- _TASK OBJECTIVE_: All lines from the entries below that contain the string "will" should be copied out.

·····

PR #1349, opened 2025-02-18
docs: Fix the ambuiguity regarding global configuration

glemaitre:
This PR tries to disambiguate what we mean by "global" when it comes to the configuration setting.

In short global refer that we are going to dispatch the configuration to local threads or sub-process.

It is really different from the "local" meaning within the code impacted by the context manager.


thomass-dev (approved):
Now it's clearer, thanks!

PR #1361, opened 2025-02-25
chore: Refactor Displays in reporters

glemaitre:
This PR refactor the displays in the reporter since we have duplicated code in the `ComparisonReport`.


skore/src/skore/sklearn/_plot/metrics/roc_curve.py
```diff
@@ -0,0 +1,865 @@
...
+                colormaps.get_cmap("tab10"), 10 if len(fpr) < 10 else len(fpr)
+            )
+
+            for est_idx, est_name in enumerate(estimator_names):
+                est_color = class_colors[est_idx]
+
+                for class_idx, class_ in enumerate(fpr):
+                    fpr_est_class = fpr[class_][est_idx]
+                    tpr_est_class = tpr[class_][est_idx]
+                    roc_auc_mean = np.mean(roc_auc[class_][est_idx])
```
glemaitre, line 592: @chkoar

Previously we had:

```python
roc_auc_mean = np.mean(roc_auc[class_])
```

So we averaged the statistics of all estimators for a class and not for a specific estimator.

skore/tests/unit/sklearn/plot/test_precision_recall_curve.py
```diff
@@ -1,24 +1,27 @@
...
-from skore import CrossValidationReport, EstimatorReport
+from skore import ComparisonReport, CrossValidationReport, EstimatorReport
 from skore.sklearn._plot import PrecisionRecallCurveDisplay
 from skore.sklearn._plot.utils import sample_mpl_colormap
 
 
 @pytest.fixture
 def binary_classification_data():
-    X, y = make_classification(random_state=42)
+    X, y = make_classification(class_sep=0.1, random_state=42)
```
glemaitre, line 15: Modified the generation to make sure that if we don't compute the mean properly, then we can detect it. With this change, we would have detected the regression.

glemaitre:
@auguste-probabl @thomass-dev It should be ready to be reviewed. I mainly moved the class a split the plotting for each type of reporter. The tests that we had allowed me to be sure that we did not break the backward compatibility. I moved the tests from the comparison module into the same file and adapt them.

skore/src/skore/sklearn/_plot/base.py
```diff
@@ -0,0 +1,16 @@
...
+class Display(Protocol):
+    """Protocol for the public API of display objects."""
+
+    def plot(self, ax: Optional[Axes] = None, **kwargs: Any) -> None:
+        """Plot the display."""
+        ...
+
+    def set_style(self, **kwargs: Any):
+        """Set the style of the display."""
+        ...
```
auguste-probabl, line 16:
```suggestion
    def plot(self, ax: Optional[Axes] = None, **kwargs: Any) -> None:
        """Plot the display."""

    def set_style(self, **kwargs: Any) -> None:
        """Set the style of the display."""
```

skore/src/skore/sklearn/_plot/metrics/precision_recall_curve.py
```diff
@@ -0,0 +1,793 @@
...
+                    ax=self.ax_,
+                    estimator_name=(
+                        self.estimator_names[0]
+                        if estimator_name is None
+                        else estimator_name
+                    ),
+                    pr_curve_kwargs=pr_curve_kwargs,
+                )
+            )
+        else:  # self.report_type == "comparison-estimator"
```
auguste-probabl, line 648:
```suggestion
        elif self.report_type == "comparison-estimator":
            # ...
        else:
            raise ValueError(f"report_type should be one of ...; got {report_type}")
```

skore/src/skore/sklearn/_plot/metrics/precision_recall_curve.py
```diff
@@ -0,0 +1,793 @@
...
+        )
+        recall: dict[Union[int, float, bool, str], list[ArrayLike]] = defaultdict(list)
+        average_precision: dict[Union[int, float, bool, str], list[float]] = (
+            defaultdict(list)
+        )
+
+        if ml_task == "binary-classification":
+            for y_true_i, y_pred_i in zip(y_true, y_pred):
+                # assert for mypy that pos_label_validated is not None
+                assert pos_label_validated is not None, (
```
auguste-probabl, line 747: Does it work with
```suggestion
                # assert for mypy that pos_label_validated is not None
                if pos_label_validated is None:
                    raise TypeError(...)
```

skore/src/skore/sklearn/_plot/metrics/precision_recall_curve.py
glemaitre: You are right. We will probably add new one `comparison-cross-validation` or something like that and it might be dangerous.

skore/src/skore/sklearn/_plot/metrics/precision_recall_curve.py
auguste-probabl: Thinking about it again, if all we're doing here is to satisfy mypy, I think something like `typing.cast` would be enough

glemaitre: I have to give a try (not super strong yet with typing ;))

glemaitre:
@auguste-probabl I used a proper `elif` and an `else` to raise the error and added some tests.

skore/src/skore/sklearn/_plot/metrics/roc_curve.py
chkoar: Now it correctly displays a separate value for each curve.

However, in my [example](https://github.com/probabl-ai/skore/pull/1361#1443), it is not particularly useful because I have two classifiers for ten classes, resulting in 20 curves. It would be great to have a built-in option to view the micro or macro-averaged curve for each classifier, using either the `OvR` or `OvO` decomposition. If you agree I could open a separate issue.

glemaitre: I think that the first thing that I had in head to solve this problem (and some other plot) is to break down the plot for cases where we know we have too much information: https://github.com/probabl-ai/skore/issues/1445

Once done, I think that I would prefer to implement the OvO approach but not necessarly rush for the averaging because sometimes people don't understand what average they are looking at and forcing them to see all the curves is a better default in this regards. But it needs to be readable :)

auguste-probabl (approved):
Alright, LGTM

PR #1362, opened 2025-02-25
feat: Automatically pass OTP to HUB

thomass-dev:


skore/src/skore/hub/login.py
```diff
@@ -0,0 +1,87 @@
...
+
+        port = launch_callback_server(callback=callback)
+        authorization_url, device_code, user_code = api.get_oauth_device_login(
+            success_uri=f"http://localhost:{port}"
+        )
+
+        webbrowser.open(authorization_url)
+
+        while access is None or refreshment is None or expires_at is None:
+            sleep(0.5)
```
rouk1, line 45: I suppose that we might have to respect the timeout here aswell.

rouk1 (changes requested):

skore/src/skore/hub/login.py
thomass-dev: Fixed.

rouk1 (approved):
Nice : )

PR #1366, opened 2025-02-26
feat(repr): Give a description to attributes

### LINKED ISSUE #1235: feat: Give more description in the `CrossValidationReport` to access a fold

*I got this feedback from a user test.*

When using the `CrossValidationReport` helper, he did not know how to access the folds, indeed there is no description for the `.estimator_reports_` attribute:

Add a description such as `Access the estimator report for each fold`.

_No response_

### Additional context

_No response_

MarieSacksick:
Closes #1235   

I had to go through regex because from what I understand from inspect, there is no way to access the documentation of an attribute. There is very little risk that the regex matches something before the attribute description because of naming overlap. If we think that this risk is to big, as there is no way to do a test, we should close #1235 as not possible.  

What it does for an EstimatorReport:  
image

What it does for a CrossValidationReport:  
image

What it does for a ComparisonReport:  
image


skore/src/skore/sklearn/_base.py
```diff
@@ -191,8 +202,9 @@ def _create_help_tree(self) -> Tree:
         attributes = self._get_attributes_for_help()
         if attributes:
             attr_branch = tree.add("[bold cyan]Attributes[/bold cyan]")
-            for attr in attributes:
-                attr_branch.add(f".{attr}")
+            for attr_name in attributes:
+                description = self._get_attributes_description(attr_name)
+                attr_branch.add(f".{attr_name.ljust(29)}" f" - {description}")
```
auguste-probabl, line 207:
```suggestion
                attr_branch.add(f".{attr_name.ljust(29) - {description}")
```

skore/src/skore/sklearn/_base.py
```diff
@@ -50,6 +51,16 @@ def _get_method_description(self, method: Any) -> str:
             else "No description available"
         )
 
+    def _get_attributes_description(self, name: str) -> str:
+        """Get the description for each attribute."""
+        if self.__doc__ is None:
+            return "No description available"
+        regex_pattern = rf"{name} : .*?\n\s*(.*?)\."
+        # this regex will look for the first sentence
+        # on the line below the pattern 'attribute_name : '
```
auguste-probabl, line 60:
```suggestion
        # Look for the first sentence on the line below the pattern 'attribute_name : '
        regex_pattern = rf"{name} : .*?\n\s*(.*?)\."
```

skore/src/skore/sklearn/_base.py
```diff
@@ -50,6 +51,16 @@ def _get_method_description(self, method: Any) -> str:
             else "No description available"
         )
 
+    def _get_attributes_description(self, name: str) -> str:
```
auguste-probabl, line 54:
```suggestion
    def _get_attribute_description(self, name: str) -> str:
```

auguste-probabl (commented):
Works for me in principle!

skore/src/skore/sklearn/_base.py
```diff
@@ -50,6 +51,16 @@ def _get_method_description(self, method: Any) -> str:
...
+        """Get the description for each attribute."""
```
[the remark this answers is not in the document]
MarieSacksick: oups, accepted too fast. It's rather on its class docstring than the attribute's docstring itself.

skore/src/skore/sklearn/_base.py
auguste-probabl: doesn't look like my suggestion was applied, is this intentional?

glemaitre: It looks like a reformating where ruff does not merge string ;)

skore/src/skore/sklearn/_base.py
```diff
@@ -50,6 +51,15 @@ def _get_method_description(self, method: Any) -> str:
...
         )
 
+    def _get_attribute_description(self, name: str) -> str:
+        """Get the description of an attribute from its class docstring."""
+        if self.__doc__ is None:
+            return "No description available"
+        # Look for the first sentence on the line below the pattern 'attribute_name : '
+        regex_pattern = rf"{name} : .*?\n\s*(.*?)\."
+        search_result = re.search(regex_pattern, self.__doc__)
+        return search_result.group(1) if search_result else "No description available"
```
glemaitre, line 61: Instead of "No description available", it might be better to have an empty string?

glemaitre (commented):
I would request a test in the different reporter to at least on one attribute just to catch potential regression in the future.

skore/src/skore/sklearn/_base.py
MarieSacksick: We could!  
It's what we have today for methods: https://github.com/probabl-ai/skore/blob/844dd03b3da020661611b9d3f45e3d21867ea5ac/skore/src/skore/sklearn/_base.py#L51.  
Although we can be 99.9% sure that we will always have a description for methods, but not as much for attributes.  
Or I can change in both places.

auguste-probabl: I think "No description available" is good.

auguste-probabl (dismissed):
Thanks

auguste-probabl (approved):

·····

- _RESULT FOR THIS EXERCISE_:
glemaitre: You are right. We will probably add new one `comparison-cross-validation` or something like that and it might be dangerous.
+        # this regex will look for the first sentence
Although we can be 99.9% sure that we will always have a description for methods, but not as much for attributes.  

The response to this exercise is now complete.